7 Expert Tips for Staying in Shape While Working from Home



7 Expert Tips for Staying in Shape While Working from Home

Today, the new normal includes millions of Americans working from home. Gyms across the country are either closed or slowly reopening. Even if you don’t have a fancy home gym, you can still stay fit.

People just need to get creative with their daily workouts. Thankfully, warm weather is just around the corner, so here are some tips to help you stay in shape while working from home.

The Pros and Cons of Working from Home

Working from home allows you the flexibility and freedom to create the routine you want with a better work-life balance. You can take care of your pets and work in a comfortable space with no co-workers.

But it’s not for everyone. In fact, working from home can be distracting unless you set boundaries. The kids may barge into your office, and sometimes it’s hard to focus on what you need to do. With the television in the next room, it’s tempting to just sit on the couch for a quick break to watch TV.

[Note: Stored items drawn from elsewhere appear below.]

PR #1958, opened 2023-03-20
[TCP] unary ops support for floor and ceil operations

zezhang:
- Add the tcp op definitions for floor and ceil operations
- Add the torch->tcp and tcp->linarg conversion for floor and ceil operations.
- Updated test cases to include floor and ceil operations

To test:

`./build/bin/llvm-lit externals/llvm-external-projects/torch-mlir-dialects/test/Conversion/TcpToLinalg/ -v`
`./build/bin/llvm-lit externals/llvm-external-projects/torch-mlir-dialects/test/Dialect/Tcp/ -v`
`./build/bin/llvm-lit test/Conversion/TorchToTcp/ -v`
`python -m e2e_testing.main --config=tcp -v -s`

### DIFF
--- a/lib/Conversion/TorchToTcp/Elementwise.cpp
+++ b/lib/Conversion/TorchToTcp/Elementwise.cpp
@@ -304,6 +304,48 @@ public:
   }
 };
 
+class ConvertAtenCeilOp : public OpConversionPattern<AtenCeilOp> {
+public:
+  using OpConversionPattern<AtenCeilOp>::OpConversionPattern;
+
+  LogicalResult
+  matchAndRewrite(AtenCeilOp op, OpAdaptor adaptor,
+                  ConversionPatternRewriter &rewriter) const override {
+    Value input = adaptor.getSelf();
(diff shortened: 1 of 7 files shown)


sjain-stanford (approved):
LGTM, thanks. If not done already, please run clang-format on the modified files.

lib/Conversion/TorchToTcp/Elementwise.cpp
```diff
@@ -304,6 +304,48 @@ class ConvertAtenSqrtOp : public OpConversionPattern<AtenSqrtOp> {
   }
 };
 
+class ConvertAtenCeilOp : public OpConversionPattern<AtenCeilOp> {
```
navahgar, line 307: These conversions are very similar to `tcp::SqrtOp` and `tcp::TanhOp`. We should refactor all of these into a single function that is templatized on the aten and tcp ops. So, we don't have to duplicate the code.

zezhang: I can create a followup PR to make a templated function for this.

It’s easy to choose to veg on the sofa instead of preparing healthy meals and working out. Since there are so many opportunities to stray from a healthy routine, it’s extremely important to create structure in your life.

  1. Take Breaks to Eat

It may sound odd to start this article with advice about eating more food, but eating habits are critical when you work from home. Most people think it would be easy to eat healthily when you work in a room next to the kitchen, but that’s not always the case.

It’s important to prep snacks and meals for the day, especially if you stay busy. It’s easy to miss meals when you become caught up in your work. Missing meals can lead to overeating later.

Schedule breaks and lunch into your day and stock your house with healthy foods. Meal prep ahead of time to cut down on the time it takes to prepare meals during the workday. Stock the fridge with nourishing food you can grab when you get busy. Pre-portion healthy snacks like fruit, nuts, and hummus. Also, limit sugary foods and refined carbs.

  1. Schedule Workout Time on Your Calendar

It’s easy to fall into the routine of skipping your workouts. So, put workouts on your schedule just as you would a meeting or project. People often assume that just because they’re home, they’ll work out.

Exercising has many benefits like:

  1. Go for a Day Hike on the Weekend

There’s no better way to unwind after a long work week than taking a long day-hike in the woods. Strap on your tactical hiking boots and pack some essentials in your handy sling pack or backpack.

Changing your environment is the perfect way to relieve stress while getting exercise. If you’re feeling adventurous, why not make it a weekend camping trip? Take the family with you or make it a solo hike to refresh. Either way, hiking is the perfect exercise to get you ready for the next work week.


  1. Drink Water

Dehydration is a serious threat, even when the water faucet is in the next room. You get caught up in tasks and the next thing you know, you’ve had nothing but coffee all day. Dehydration can lead to headaches and fatigue, which seriously decreases your productivity. Experts say you should take your weight in pounds, divide it in half and drink that number in ounces of water.

  1. Develop a Ritual to End Your Day

Treat your work from home job like any traditional job. When you went into your office, you packed up at the end of the day and left work behind you. At home, it’s good to set up a separate office so you can close the door (literally or figuratively) at the end of the workday.

When you work out of your home, it can be tempting to sneak into your office and work a little bit after dinner. But you need to try to leave work in your office. Shut the door at the end of the workday. Create a shutdown routine that signals the end of the day. It doesn’t have to be complicated. Simply shutting your laptop and putting it away signals work time is over. It also helps you shift from answering emails to enjoying time with family and friends.

  1. Join an Online Exercise Class

Right now, many gyms and studios are shut down, but not completely. A lot of them are now offering online classes. Sign up for an online yoga class or other online classes. It also helps you remain accountable so that you aren’t as tempted to skip your workouts.

You can even make it a family activity and include everyone in the family for fun. It encourages everyone to be active and get involved with physical fitness.


Pindyurin Vasily/Shutterstock.com

  1. Bring the Gym Home

If you can’t go to the gym, bring the gym home. You don’t need a dedicated room with tons of machines and weights. You can just use everyday household items that you already have at home to workout.

Soup cans or books can double as small weights, and you can turn a folding chair into a bench for dips. Your beach towel makes a great yoga mat and you can use a paper plate as a slider.

If you don’t want to follow along with a cardio workout video, use your stairs instead. You can even use laundry detergent or a gallon of milk as a kettlebell.

Need to do some yard work? Digging with a shovel gives you the same workout as unilateral training.

Whether you’re sheltering inside or trying to save money on a gym membership, you can find alternative ways to exercise. Get the whole family involved by going hiking or camping, and remember that simple, household items can help you stay in shape while working from home.